If \(T\) is greater than the melting temperature, it is set to the melting temperature.

Suggested values:

\(C_1\) = COEFK(1) = \(2.1\)

\(C_2\) = COEFK(2) = \(2.88 \times 10^{-3}\)

\(C_3\) = COEFK(3) = \(2.52 \times 10^{-5}\)

\(C_4\) = COEFK(4) = \(2.83 \times 10^{-10}\)

\(C_5\) = COEFK(5) = \(5.75 \times 10^{-2}\)

\(C_6\) = COEFK(6) = \(5.03 \times 10^{-4}\)

\(C_7\) = COEFK(7) = \(2.91 \times 10^{-11}\)

IRHOK = 3

This conductivity form is [3-14]

(3.16‑8)

\[k_{1}\left( T \right) = \frac{4.005 \times 10^{3}}{\left( T - 273 \right) + 402.4} + 0.6416 \times 10^{- 10}T^{3}\]

where

\(T\) = Temperature, K

\(k\) = Conductivity in W/m-k

This is the correlation for \(\text{UO}_2\) and is converted to mixed oxide by subtracting 0.2.

(3.16‑9)

\[k_{2}\left( T \right) = k_{1}\left( T \right) - 0.2\]
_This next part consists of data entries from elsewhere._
PR #3602, opened 2026-08-26
NOISSUE - Align health commands and docs

fbugarski:
## What type of PR is this?

This is a bug fix and documentation update. It aligns the CLI defaults, health commands, and documentation with the current Atom-backed local Compose stack.

## What does this do?

* Increases the default CLI Atom timeout to `90s` when `ATOM_TIMEOUT` is not explicitly set.
* Updates `docker/.env` to use `ATOM_TIMEOUT=90s`.
* Removes stale `certs` support from the CLI health command.
* Updates the default FluxMQ health URL to use the local nginx route.
* Makes successful raw `ok` command output JSON-parseable.
* Updates the CLI and root README documentation to reflect the current behavior.

* Related Issue #
* Resolves #

Yes. Added focused CLI tests covering:

* Atom timeout handling
* Health command behavior
* Raw success output

## Did you document any new/modified features?

Yes. Updated the CLI documentation and the CLI section in the root README.

### Notes

Verified with:

```bash
go test ./cli ./pkg/sdk
git diff --check
make cli
```

### DIFF
--- a/pkg/sdk/health.go
+++ b/pkg/sdk/health.go
@@ -8,7 +8,7 @@ import (
 	"fmt"
 	"net/http"
 
-	smqerrors "github.com/absmach/magistrala/pkg/errors"
+	"github.com/absmach/magistrala/pkg/errors"
 )
 
 // HealthInfo contains version endpoint response.
@@ -29,7 +29,7 @@ type HealthInfo struct {
 	BuildTime string `json:"build_time"`
 }
 
-func (sdk mgSDK) Health(service string) (HealthInfo, smqerrors.SDKError) {
+func (sdk mgSDK) Health(service string) (HealthInfo, errors.SDKError) {
 	var url string
 	switch service {
 	case "certs":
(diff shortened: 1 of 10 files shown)


pkg/sdk/health.go
```diff
@@ -29,28 +29,28 @@ type HealthInfo struct {
...
-func (sdk mgSDK) Health(service string) (HealthInfo, errors.SDKError) {
+func (sdk mgSDK) Health(service string) (HealthInfo, smqerrors.SDKError) {
 	var url string
 	switch service {
-	case "certs":
-		url = fmt.Sprintf("%s/health", sdk.certsURL)
 	case "fluxmq":
 		url = fmt.Sprintf("%s/health", sdk.httpAdapterURL)
+	default:
+		return HealthInfo{}, smqerrors.NewSDKError(fmt.Errorf("unsupported health service %q; supported services: fluxmq", service))
```
arvindh123: This removes the documented `Health("certs")` path from the public SDK, so existing callers configured with `Config.CertsURL` now receive an immediate unsupported-service error even though `certs/api/http` still exposes `/health`. The PR only intends to retire the CLI command; keep the SDK `certs` case and reject it in the CLI, or coordinate removal as a separate SDK API change. This regression blocks merging.

arvindh123 (commented):
Blocking public SDK regression found.

pkg/sdk/health.go
fbugarski: Fixed, thanks. I restored the public SDK Health("certs") path to avoid breaking
existing Config.CertsURL callers, and kept the removal scoped to the CLI by
rejecting unsupported health services before calling the SDK. Force-pushed the
update in 4fbcc6963.

pkg/sdk/health.go
```diff
@@ -8,7 +8,7 @@ import (
 	"fmt"
 	"net/http"
 
-	"github.com/absmach/magistrala/pkg/errors"
+	smqerrors "github.com/absmach/magistrala/pkg/errors"
```
dborovcanin: Why did you change this? Previous `errors` with no alias was fine, but `smqerrors` alias is not only not needed, but misleading (`mgerrors` is a better choice).

dborovcanin (changes requested):

dborovcanin (approved):

PR #3605, opened 2026-08-27
NOISSUE - Add JSON format timescale-writer addon

felixgateru:
## Summary
- The default `timescale-writer` addon only runs the SenML transformer, so any message published under the `json` subtopic fails SenML validation and is silently dropped instead of persisted.
- Adds a second `timescale-writer` instance (`docker/addons/timescale-writer-json`) configured with the JSON transformer, scoped to `writers/+/c/+/json` so it lands in its own FluxMQ consumer group and doesn't compete with the SenML writer for the same messages. Mirrors the existing `postgres-writer` addon pattern.
- Companion of the equivalent addon added in magistrala-ee (absmach/magistrala-ee#12), which fixed the Rules Engine's Internal DB (JSON) output to actually route messages to this subtopic.


dborovcanin (changes requested):
Let's not make this add-on. Make this a separate instance in the default compose. But first - explore if we can simply do this via multiple transformers and topics.

dborovcanin (approved):

PR #181, opened 2017-11-28
Define constant following its comment.

bgrainger:
Moves the definition of `CLIENT_SSL_VERIFY_SERVER_CERT ` to immediately follow the comment describing it. This fixes the documentation at https://dev.mysql.com/doc/dev/mysql-server/latest/group__group__cs__capabilities__flags.html#ga4e7c0220984fdf1e231344f450cfd51e and addresses [bug 88208](https://bugs.mysql.com/bug.php?id=88208).

(Reopening #175 because it didn't pick up my OCA status.)


bgrainger:

PR #183, opened 2017-11-30
OpenBSD build fix

devnexen:


devnexen:

PR #184, opened 2017-12-05
Export zlib version in a variable

dveeden:
If [innodb_log_compressed_pages](https://dev.mysql.com/doc/refman/8.0/en/innodb-parameters.html#sysvar_innodb_log_compressed_pages) is used one needs to be careful which zlib version in used when using InnoDB recovery. Among others this could impact backup/restore with a hot backup tool or a storage snapshot.

This patch exposes the zlib version.
Currently this is only exposed via:
```
storage/innobase/srv/srv0start.cc:      ib::info() << "Compressed tables use zlib " ZLIB_VERSION
```

Related: https://bugs.launchpad.net/percona-xtrabackup/+bug/1736139

### DIFF
--- a/sql/sys_vars.cc
+++ b/sql/sys_vars.cc
@@ -123,6 +123,7 @@
 #include "sql/xa.h"
 #include "template_utils.h"              // pointer_cast
 #include "thr_lock.h"
+#include "zlib.h"
 
 #ifdef WITH_PERFSCHEMA_STORAGE_ENGINE
 #include "../storage/perfschema/pfs_server.h"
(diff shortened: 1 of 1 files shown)


dveeden:
This is what it does:
```
mysql> show global variables like 'version_compile_zlib';
+----------------------+--------+
| Variable_name        | Value  |
+----------------------+--------+
| version_compile_zlib | 1.2.11 |
+----------------------+--------+
1 row in set (0.01 sec)
```

dveeden:

PR #186, opened 2017-12-21
mysys: eval_num_suffix(,_ull} - support T,P,E extensions

grooverdan:
Because its so sad when innodb_buffer_pool_size=8T doesn't work.


grooverdan:

PR #191, opened 2018-01-12
Fix for Bug #89139

dveeden:
https://bugs.mysql.com/bug.php?id=89139


dveeden:

PR #192, opened 2018-01-14
Add test case for Bug #89224

dveeden:
https://bugs.mysql.com/bug.php?id=89224


dveeden:

PR #194, opened 2018-01-26
modify ut_print_buf_hex()

happieme:
The result is wrong. For string "123", the result should be "0x313233", but it's not.


happieme:
The 16 should be 4, there's no error with the 15,but the "0x0F" is more clear.

PR #196, opened 2018-02-04
Use native host check from OpenSSL

dveeden:
This results in support for Subject Alternative Name
[Bug #68052 | SSL Certificate Subject ALT Names with IPs not respected with --ssl-verify-serve](https://bugs.mysql.com/bug.php?id=68052)

To completely fix the above but a call to `X509_check_ip` would also be needed.

Note that [X509_check_host(3)](https://www.openssl.org/docs/manmaster/man3/X509_check_host.html) says:
"Applications are encouraged to use `X509_VERIFY_PARAM_set1_host()` rather than explicitly calling `X509_check_host(3)`."
Which is described on https://wiki.openssl.org/index.php/Hostname_validation

However to use `X509_VERIFY_PARAM_set1_host()` we need to do that just before
creating the connection. That should be done in `ssl_do()` which is called from
`sslconnect()`. But then `ssl_do()` needs to know the `ssl_mode` and `hostname`, which
it currently doesn't. Note that `ssl_verify_server_cert()` is called when the
connection is already created.

### DIFF
--- a/sql-common/client.cc
+++ b/sql-common/client.cc
@@ -108,6 +108,10 @@
 #define SOCKET_ERROR -1
 #endif
 
+#ifdef HAVE_OPENSSL
+#include <openssl/x509v3.h>
+#endif
+
 #include <mysql/client_plugin.h>
 #include <new>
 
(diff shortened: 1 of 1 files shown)


dveeden:

PR #198, opened 2018-02-07
Add optional release_extra rpm tag to distinguish rebuilt rpms

sjmudd:
If I download a src rpm built by Oracle and want to rebuild it with different options then I can do something like:

`$ rpmbuild --rebuild --define 'with_ssl system' mysql-community-5.7.21-1.el7.src.rpm`

However, doing this means the rebuilt rpms will have exactly the same name as the original one. It's not clear from the rpm name alone[1] that I have built this new rpm so there's a clear chance of confusion.

This patch provides for an optional `--define` argument, `release_extra`, that can be used when rebuilding rpms from the src rpm so that the new rpm will be named slightly differently.

e.g.

`$ rpmbuild --rebuild --define 'release_extra .sjm' --define 'with_ssl system' mysql-community-5.7.21-1.el7.src.rpm`

would create a binary filename of the form `mysql-community-server-5.7.20-1.sjm.el7.x86_64.rpm` which is easily distinguishable from the original rpms built by Oracle. The release version change is minimal so any existing software that sees this will only need minimal adjustments should it see these newly named rpms.

This argument would NOT be used by Oracle but only by any users who want to simplify the way rebuilt packages can be distinguished from the upstream originals.

[1] `rpm -qi mysql-community-server` would show you the build host etc.

### DIFF
--- a/packaging/rpm-docker/mysql.spec.in
+++ b/packaging/rpm-docker/mysql.spec.in
@@ -52,7 +52,7 @@ Name:           mysql%{?cluster:-cluster}-%{product_suffix}-minimal
 Summary:        A very fast and reliable SQL database server
 Group:          Applications/Databases
 Version:        @MYSQL_NO_DASH_VERSION@
-Release:        0.1%{?milestone:.%{milestone}}%{?commercial:.1}%{?dist}
+Release:        0.1%{?milestone:.%{milestone}}%{?commercial:.1}%{?release_extra}%{?dist}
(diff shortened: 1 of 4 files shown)


sjmudd:
Note: this PR is for 8.0. I'd like to do an equivalent one for the current GA version 5.7 too.

sjmudd:

sjmudd:
Related: https://bugs.mysql.com/bug.php?id=89583. I can't figure out how to build the rpms from the git tree to test this process properly (at least for 8.0.4) as there appear to be no instructions on how this process works.

PR #204, opened 2018-04-22
NDB: Disallow connect string to start with '/'

dveeden:
One can easily use -c to specify the config file by mistake.
-c is connect-string. -f is config file.

Confusing these is bad enough, but ndb_mgmd often accepts a
bogus value for the -c option (e.g -c /etc/ndb/config.ini)

This commit only works if the -c option gets a full path, it won't work for relative paths. Feel free to throw my commit away and implement a different fix for this issue.


dveeden:

PR #208, opened 2018-05-25
Bug #79487: Provide non-Windows implementations for LF_BACKOFF

akopytov:
This is a 8.0.11-based version of a previously contributed patch.


akopytov:

PR #210, opened 2018-05-27
Bug #81814: InnoDB adaptive hash index uses a bad partitioning algorithm

akopytov:
This is a 8.0.11-based version of a previously contributed patch.


akopytov:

The porosity correction term was derived for use in the COMETHE-IIIJ [3-15] code and is given by

(3.16‑10)

\[f_{\text{p}} = 1 - 1.029 \varepsilon - 3.2 \varepsilon^{2} - 40.1 \varepsilon^{3} + 158 \varepsilon^{4}\]

where

\(f_{\text{p}}\) = Porosity multiplier

\(\epsilon = 1 - \rho_{\text{f}}\) = Fractional porosity

\(\rho_{\text{f}}\) = fractional fuel density = actual density/theoretical density

The conductivity is therefore given by

(3.16‑11)

\[k\left( T \right) = f_{\text{p}} k_{2}\left( T \right)\]

Two different routines contain the above correlations, FK and KFUEL. The function FK returns a single value of the conductivity for a single invocation and is used in the steady-state calculation. The subroutine KFUEL returns the conductivity values for each radial node in the current axial segment. It is used in the transient calculational procedure.